The love story between Gypsy Rose Blanchard and Nicholas Godejohn could sound like that of any average, young couple beginning a new relationship. The pair met on a Christian dating site and began talking regularly online, before meeting in person at a movie theater.
However, Gypsy revealed to Godejohn over the course of their relationship that her mother, Clauddine “Dee Dee” Blanchard, had been abusing her by forcing her to use a wheelchair and feeding tube. Gypsy’s alleged ordeal is a type of child abuse that experts refer to as Munchausen by proxy.
Both later would face charges related to Dee Dee’s death — Godejohn would be convicted of first-degree murder for killing Gypsy’s mother, and Gypsy pleaded guilty to second-degree murder. Godejohn shared details about his intimate relationship with Gypsy on “Killer Couples: Gypsy Rose & Nick: A Love to Kill For.”
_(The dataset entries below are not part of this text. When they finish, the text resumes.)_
PR #741, opened 2021-04-03
CI: make sure all libraries that use exceptions declare so.

hzeller:

### DIFF
--- a/.github/bin/script.sh
+++ b/.github/bin/script.sh
@@ -23,7 +23,7 @@ source ./.github/settings.sh
 # as possible to compile without exceptions.
 # ... and unfortunately we have to disable this for now as the external
 # kythe dependency does use exceptions.
-# TODO(hzeller): Uncomment after  #747 is flying (excuse the pun)
+# TODO(hzeller): Uncomment after https://github.com/google/verible/issues/747 is fixed.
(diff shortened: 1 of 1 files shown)


hzeller:
So essentially, this pull request is a no-op as it just ends up adding a comment. Once we have reduced the Kythe dependencies, we can uncomment that line. For now it is essentially just a documentation.

.github/bin/script.sh
```diff
@@ -18,6 +18,13 @@ set -e
 
 source ./.github/settings.sh
 
+# Make sure we don't have cc_library rules that use exceptions but do not
```
mithro, line 21: This should reference a github issue which points to these lines to be uncommented when the issue is resolved.

hzeller: Done.

.github/bin/script.sh
```diff
@@ -18,6 +18,14 @@ set -e
...
+# declare copts = ["-fexceptions"] in the rule. We want to make it as simple
+# as possible to compile without exceptions.
+# ... and unfortunately we have to disable this for now as the external
+# kythe dependency does use exceptions.
+# TODO(hzeller): Uncomment after  #747 is flying (excuse the pun)
```
mithro, line 26:
```suggestion
# TODO(hzeller): Uncomment after https://github.com/google/verible/issues/747 is fixed.
```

They both took on different personalities when they communicated, according to Godejohn. He claimed to have several alternate personalities, including one that showcased his sexually dominant side.
“I started exploring it with Gypsy because she’s the one I’d hoped would be brave enough to actually explore it with me,” Godejohn said.
Dr. Marc Feldman, author of the book “Dying to Be Ill: True Stories of Medical Deception” and a clinical professor of psychiatry at the University of Alabama, said on the episode that Gypsy went along with the alternate personalities because she was desperate for Godejohn’s love and attention .
“I don’t think they were authentic,” Feldman said. “I think they were just done to satisfy his rather perverse needs.”
“Rose” was one of Gypsy’s alternate personalities, according to Godejohn.
“That one is basically the most mature form of Gypsy,” Godejohn said. “Bella is another one that most people don’t know about. That was basically the romantic part of her.”
Godejohn also described a more sexually explicit personality named “Candy,” and an “evil side” they called “Ruby.”
Gypsy spoke about Godejohn’s personality named “Victor” in an interview with Dr. Phil on his true crime podcast. Victor represented Godejohn’s evil side, and was described as a vampire on the podcast.
Dr. Feldman spoke with Oxygen.com about the couple’s alter egos, and said it’s unclear how Godejohn might have developed the belief that he was channelling a 500-year-old vampire.
“I think it tended to bind his ego and keep him from deteriorating further psychologically to think of himself as not weak, but in fact buried within him was this very strong, ancient character,” Feldman told Oxygen.com. “It was Victor who was mobilized, in a sense, this personality state, to commit the actual murder.”
Godejohn was diagnosed with autism in grade school, according to his father, Bobby, who spoke out in the “Killer Couples” episode.
However, the severity of Godejohn’s autism spectrum disorder was called into question by a psychologist brought in by prosecutors at his trial.
“I do think that — considering that there can be lots of ramifications from an autism spectrum disorder — that, in Nick’s case, the persona of Victor may have been just an odd manifestation or a kind of twist in the road that most people with autism don’t have,” Feldman said. “Why? His background, his genetics, his upbringing played a role in his developing this particular permutation. I just don’t know.”
Feldman added that most people with mental illness or autism tend to be victims of violence, rather than perpetrators.
Gypsy is currently serving a 10-year sentence with the possibility of parole, after pleading guilty to second-degree murder, and Godejohn is serving a life sentence, after being convicted of first-degree murder.